As an educational resource/communication tool, I think this framing is useful. It’s often useful to collapse complex topics into few axes and construct idealised patterns, in this case a difficulty-distribution on which we place techniques by the kinds of scenarios where they provide marginal safety. This could be useful for helping people initially orient to existing ideas in the field or in governance or possibly when making funding decisions.
However, I feel like as a tool to reduce fundamental confusion about AI systems, it’s not very useful. The issue is that many of the current ideas we have in AI alignment are based significantly on pre-formal conjecture that is not grounded in observations of real world systems (see the Alignment Problem from a Deep Learning Perspective). Before we observe more advanced future systems, we should be highly uncertain about existing ideas. Moreover, it seems like this scale attempts to describe reality via the set of solutions which produce some outcome in it? This seems like an abstraction that is unlikely to be useful.

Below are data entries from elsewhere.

PR #3448, opened 2026-06-26
docs(ai-transport): add token streaming example, reframe append example

rainbowFi:
Refreshes the out-of-date AI Transport streaming examples (AIT-1030): adds a runnable token streaming example built on the AI Transport SDK, reframes the old append example under Pub/Sub, and fixes two example-gallery gaps found along the way.

### How to review

The branch is five single-purpose commits, best read in order:

1. **`fix(examples)`: product badge fix.** Example product keys (`ai_transport`, `liveobjects`) did not match `@ably/ui`'s ProductTile keys, so those gallery cards rendered without a badge. `ExamplesGrid` now maps them.
2. **`feat(examples)`: redirects for renamed example pages.** Gallery pages are generated at `/examples/<id>` from `src/data/examples`, and redirects were previously only sourced from MDX frontmatter, so renaming an example left a 404. Adds an optional `redirectFrom` field to `Example`, mirroring the MDX flow.
3. **`docs(pub-sub)`: reframe `ai-transport-message-per-response` as `pub-sub-message-append`.** The example always used raw Pub/Sub `appendMessage` + `rewind` rather than the SDK, so the READMEs, UI copy, and gallery entry now describe it accurately and point to AI Transport as the recommended approach for AI streaming. The code now models a generic text stream rather than an LLM response: `MockLLM` becomes `MockTextStream`, `Agent` becomes `Publisher`, and prompt-and-response naming becomes stream naming throughout. The channel stays in the `ai:` namespace because that namespace has mutable messages enabled, which `appendMessage()` requires; a code comment records that constraint. Also includes review fixes: a working `appendMessage()` doc link (`/docs/messages#append`; the API-reference anchor targets an H4 that gets no anchor generated), dead markup removed, API key placeholder aligned. The old URL redirects to the new one.
4. **`docs(ai-transport)`: the token streaming example (React + JavaScript)**, on `@ably/ai-transport` 0.4. Mirrors the [Core SDK getting started](https://ably.com/docs/ai-transport/getting-started/core-sdk): the agent flow (`createAgentSession` → `createRun` → `start` → drain `run.view` → `pipe` → `end`) and the client hooks (`ClientSessionProvider`, `useView`, `useClientSession`). The model is mocked so it runs without an API key, but the fake LLM emits the exact `UIMessageChunk` stream that `streamText(...).toUIMessageStream()` produces, so the agent code matches a production integration; the two necessary deviations (agent runs in-browser, token source mocked) are commented in the code. Both variants re-render on run lifecycle events (`session.tree.on('run')`) and gate streaming on `status === 'active'`, because `useView` alone would leave the UI stuck in the streaming state when a run reaches a terminal status (related SDK gap: AIT-1128). A Refresh button demonstrates recovery from channel history. Includes Sandpack deps, the root workspace dependency (`@ably/ai-transport ~0.4.0`, `ai ^6`, `ably ~2.23.0`) with the regenerated `yarn.lock`, gallery entry and image, and docs cross-links.
5. **`docs(ai-transport)`: remove `ai-transport-message-per-token`**, superseded by the token streaming example. Pure deletion plus a redirect for its URL.

### Verification

- Every `@ably/ai-transport` 0.4 call and every mocked `UIMessageChunk` shape was checked against the package's type definitions; both variants mirror the Core SDK getting started guide.
- All four changed example workspaces typecheck against the pinned 0.4.0 and build with vite; `yarn install` leaves the committed `yarn.lock` unchanged.
- Examples component and data tests pass (12), ETL tests pass (302), eslint clean on changed files.

### Known simplifications (intentional)

- There is a brief window after send, before the run is observed, where the prompt button re-enables; guarding it needs extra state that adds noise to a teaching example, and the in-browser agent responds within milliseconds.
- The React variant reloads history with a single `useView({ limit: 30 })` page while the JavaScript variant drains history via `hasOlder()`/`loadOlder()`; the JavaScript variant deliberately demonstrates the paging API.
- The append example keeps its pre-existing StrictMode quirk (a state update nested in an updater); its code is intentionally unchanged in this PR beyond the reframing copy.


src/components/Examples/ExamplesGrid.tsx
```diff
@@ -8,6 +8,12 @@ import { Image, ImageProps } from '../Image';
 import { DEFAULT_EXAMPLE_LANGUAGES } from '../../data/examples/';
 import { Example } from '../../data/examples/types';
 
+// Example product keys don't all match @ably/ui's ProductTile keys.
+const PRODUCT_KEY_MAP: Record<string, ProductName> = {
```
VeskeR: don't know about the @ably/ui, but shouldn't we fix example product keys instead? so they use correct ones from 'src/components/ui/ProductTile/data'?

data/createPages/index.ts
```diff
@@ -120,6 +120,18 @@ export const createPages: GatsbyNode['createPages'] = async ({
         layout: { sidebar: false, template: 'examples' },
       },
     });
+
+    exampleDatum.redirectFrom?.forEach((redirectFrom) => {
```
VeskeR: can't comment on this, worth checking with someone from docs team

examples/package.json
```diff
@@ -6,10 +6,10 @@
...
   },
   "workspaces": [
-    "ai-transport-message-per-response/javascript",
-    "ai-transport-message-per-response/react",
-    "ai-transport-message-per-token/javascript",
-    "ai-transport-message-per-token/react",
+    "ai-transport-token-streaming/javascript",
+    "ai-transport-token-streaming/react",
+    "pub-sub-message-append/javascript",
+    "pub-sub-message-append/react",
```
VeskeR: nit: it looks like "workspaces" and "scripts" below should be alphabetically sorted

examples/pub-sub-message-append/javascript/src/script.ts
```diff
@@ -1,31 +1,32 @@
 import * as Ably from 'ably';
-import { Agent } from './agent';
+import { Publisher } from './publisher';
 import { config } from './config';
 
-// Generate unique channel name for this session
-const CHANNEL_NAME = `ai:response-${crypto.randomUUID()}`;
+// Generate a unique channel name for this session. Channels in the ai
+// namespace have mutable messages enabled, which appendMessage() requires.
```
VeskeR: > Channels in the ai namespace have mutable messages enabled, which appendMessage() requires.

This is true for the example app ran on ably.com but not as a general rule and won't work if someones copies the repo. Maybe rephrase to clarify and point to /docs/ai-transport/getting-started/channel-rules?

examples/pub-sub-message-append/react/src/index.tsx
```diff
@@ -1,8 +1,8 @@
 import { StrictMode } from 'react';
 import { createRoot } from 'react-dom/client';
-import App from './App.tsx';
+import App from './App';
 
-createRoot(document.getElementById('root')!).render(
+createRoot(document.getElementById('root')).render(
```
VeskeR:
```suggestion
createRoot(document.getElementById('root')!).render(
```

VeskeR: also apply the same to `examples/ai-transport-token-streaming/react/src/index.tsx` file

VeskeR (changes requested):
LGTM, couple of minor edits:

1. We also need to update `ai-transport-token-streaming` example to 0.5.0 ait sdk. The only breaking change is that `AgentSession.close()` is gone, and in non-durable execution examples we should call `AgentSession.end()`. I'm okay with this being changed in the follow-up PR, or here.
2. my Claude flagged a bunch of pre-existing broken anchor links, like `/docs/channels#create → /docs/channels#use`. Could you please double check in the affected files?

VeskeR (approved):
LGTM content wise.

Two outstanding questions above to the docs/devex team to resolve

rainbowFi:
Agree with Mark that no redirects are required. Moved the badging fix out into https://github.com/ably/docs/pull/3483 for wider discussion/work.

In other words, I think it’s possible that this framing leads to confusion between the map and the territory, where the map is making predictions about tools that are useful in territory which we have yet to observe.
To illustrate how such an axis may be unhelpful if you were trying to think more clearly, consider the equivalent for medicine. Diseases can be divided up into varying classes on difficulty to cure with corresponding research being useful for curing them. Cuts/Scrapes are self-mending whereas infections require corresponding antibiotics/antivirals, immune disorders and cancers are diverse and therefore span various levels of difficulties amongst their instantiations. It’s not clear to me that biologists/doctors would find much use from conjecture on exactly how hard vs likely each disease is to occur, especially in worlds where you lack a fundamental understanding of the related phenomena. Possibly, a closer analogy would be trying to troubleshoot ways evolution can generate highly dangerous species like humans.
I think my attitude here leads into more takes about good and bad ways to discuss which research we should prioritise but I’m not sure how to convey those concisely. Hopefully this is useful.
You’re right that I think this is more useful as an unscientific way for (probably less technical governance and strategy people) to orientate towards AI alignment than for actually carving up reality. I wrote the post with that audience and that framing in mind. By the same logic, your chart of how difficult various injuries and diseases are to fix would be very useful e.g. as a poster in a military triage tent even if it isn’t useful for biologists or trained doctors.
However, while I didn’t explore the idea much I do think that it is possible to cash this scale out as an actual variable related to system behavior, something along the lines of ‘how adversarial are systems/how many extra bits of optimization over and above behavioral feedback are needed’. See here for further discussion on that. Evan Hubinger also talked in a bit more detail about what might be computationally different about ML models in low vs high adversarialness worlds here.